Here is a classic example in Python of where mutable state can cause problems.

In Python, and the vast majority of languages, it is assumed that a function can act on a variable of a larger scope. This is possible thanks to mutable data structures. In the example above, calling the function multiple time doesn’t re-initialize argument to an empty list. It is a mutable data structure that exists as state. When the function is called that state changes and that change of state is considered a “side effect” in functional programming. This sort of issue is even more difficult in threaded programming because your state can cross threads in addition to lexical boundaries.

If we generalize the purpose of monads and Clojure’s reference types, we can establish that concurrent systems need to be able to manage the transitions between pure functionality (no state manipulation) and operations that effect state.

One methodology that I have found to be effective managing this transition is to use queues. More generally, this might be called message passing, but I don’t believe message passing guarantees the system understands when state changes. In the case of a queue, you have an obvious entrance and exit point for the transition between purity and side effects to take place.

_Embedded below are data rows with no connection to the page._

PR #3617, opened 2021-08-10
Make RelayedFrom typesafe

gavofyork:
Some additional alterations to API of `Junctions`/`MultiLocation` to ensure data doesn't accidentally get swallowed.

### DIFF
--- a/xcm/src/v1/mod.rs
+++ b/xcm/src/v1/mod.rs
@@ -372,7 +372,7 @@ impl<Call> TryFrom<Xcm0<Call>> for Xcm<Call> {
 			Xcm0::Transact { origin_type, require_weight_at_most, call } =>
 				Transact { origin_type, require_weight_at_most, call: call.into() },
 			Xcm0::RelayedFrom { who, message } => RelayedFrom {
-				who: who.try_into()?,
+				who: MultiLocation::try_from(who)?.try_into()?,
 				message: alloc::boxed::Box::new((*message).try_into()?),
 			},
 		})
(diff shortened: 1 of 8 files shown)


xcm/src/v1/mod.rs
```diff
@@ -267,14 +267,11 @@ pub enum Xcm<Call> {
...
 	///
-	/// Safety: `who` must be an interior location of the context. This basically means that no `Parent`
-	/// junctions are allowed in it. This should be verified at the time of XCM execution.
-	///
 	/// Kind: *Instruction*
 	///
 	/// Errors:
 	#[codec(index = 10)]
-	RelayedFrom { who: MultiLocation, message: alloc::boxed::Box<Xcm<Call>> },
+	RelayedFrom { who: Junctions, message: alloc::boxed::Box<Xcm<Call>> },
```
gavofyork, line 274: This is the API change - `MultiLocation` can be wrong and must otherwise be subject to an dynamic check as `RelayedFrom`'s `who` must strictly be interior.

xcm/src/v1/mod.rs
```diff
@@ -267,14 +267,11 @@ pub enum Xcm<Call> {
 	/// A message to indicate that the embedded XCM is actually arriving on behalf of some consensus
 	/// location within the origin.
 	///
-	/// Safety: `who` must be an interior location of the context. This basically means that no `Parent`
```
gavofyork, line 270: No need for this with the new type in place.

apopiak (approved):

PR #3620, opened 2021-08-11
New Github Workflow to check extrinsic ordering

chevdor:
This PR makes checking for extrinsic ordering easier by introducing a new Github Workflow that runs the steps required to produce a small report comparing the new runtime metadata and the current one.

Since it follows the steps previously mentioned in the release todos, the explanation there has been replaced by a simple call of the workflow.

The new workflow is called manually for now, mainly due to the need for inputs such a link to a built binary.

### DIFF
--- a/.github/ISSUE_TEMPLATE/release.md
+++ b/.github/ISSUE_TEMPLATE/release.md
@@ -113,7 +113,7 @@ The things to look for in the output are lines like:
   - If no indices have changed, every modules line should look something like `[Identity] idx 25 (calls 15)`
 
 Note: Adding new functions to the runtime does not constitute a breaking change
-as long as teh indexes did not change.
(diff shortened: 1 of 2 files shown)


chevdor:
A sample run and output can be see [here](https://github.com/chevdor/polkadot/actions/runs/1119672822).

s3krit (approved):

The way to implement this sort of system is to consider each consumer of a queue as a different process. By considering consumers / producers as processes we ensure there is a clear boundary between them that protects shared memory, and more generally shared state. The queue then acts as bridge to cross the “physical” border. The queue also provides the control over the transition between pure functionality and side effects.

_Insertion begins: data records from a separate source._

PR #3621, opened 2021-08-11
More standard staking miner deposits

kianenigma:
the current staking miner deposit for polkadot is a wee bit too high (400 DOTs), this lowers it to around 50 DOTs for current solutions + make it standard across all runtimes. 

The deposits are stored on-chain, so this change of config is 100% safe.

### DIFF
--- a/runtime/kusama/src/lib.rs
+++ b/runtime/kusama/src/lib.rs
@@ -345,11 +345,8 @@ parameter_types! {
 
 	// signed config
 	pub const SignedMaxSubmissions: u32 = 16;
-	pub const SignedDepositBase: Balance = deposit(1, 0);
-	// A typical solution occupies within an order of magnitude of 50kb.
-	// This formula is currently adjusted such that a typical solution will spend an amount equal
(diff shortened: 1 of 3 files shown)


runtime/kusama/src/lib.rs
```diff
@@ -1919,3 +1918,17 @@ sp_api::impl_runtime_apis! {
...
+mod tests_fess {
+	use super::*;
+	use sp_runtime::assert_eq_error_rate;
+
+	#[test]
+	fn signed_deposit_is_sensible() {
+		// ensure this number does not change, or that it is checked after each change.
+		// a 1 MB solution should need around 0.16 KSM deposit
+		let deposit = SignedDepositBase::get() + (SignedDepositByte::get() * 1024 * 1024);
+		assert_eq_error_rate!(deposit, UNITS * 16 / 100, UNITS / 100);
```
emostov, line 1932: Why use `assert_eq_error_rate!` and not just `assert_eq!` ? Seems like the values should be constant relative to each other

emostov (approved):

To relate this back to Glyph’s async perspective, when state is pushed onto the queue it is similar to yielding to the reactor in an async system. When state is popped off the queue into a process, it can be acted upon without worry of causing side effects that could effect other operations.

Glyph brought up the scenario where a function might yield multiple times in order to pass back control to the managing reactor. This becomes less necessary in the queue and process system I describe because there is no chance of a context switch interrupting an operation or slowing down the reactor. In a typical async framework, the job of the reactor is to order each bit of work. The work still happens in series. Therefore, if one operation takes a long time, it stops all other work from happening, assuming that work is not doing I/O. The queue and process system doesn’t have this same limitation as it is able to yield control to the queue at the correct logical point in the algorithm. Also, in terms of Python, the GIL is mitigated by using processes. The result is that you can program in a sequential manner for your algorithms, while still tackle problems concurrently.

Like anything, this queue and process model is not a panacea. If your data is large, you often need to pass around references to the data and where it can be retrieved. If that resource is not something that tries to handle concurrent connections, the file system for example, you still may run into concurrency issue accessing some resource. It also can be difficult to reason about failures in a queue based system. How full is too full? You can limit the queue size, but that might cause blocking issues that may be unreasonable.

There is no silver bullet, but if you understand the significance of transitions between pure functionality and side effects, you have a good chance of producing a reasonable system no matter what concurrency model you use.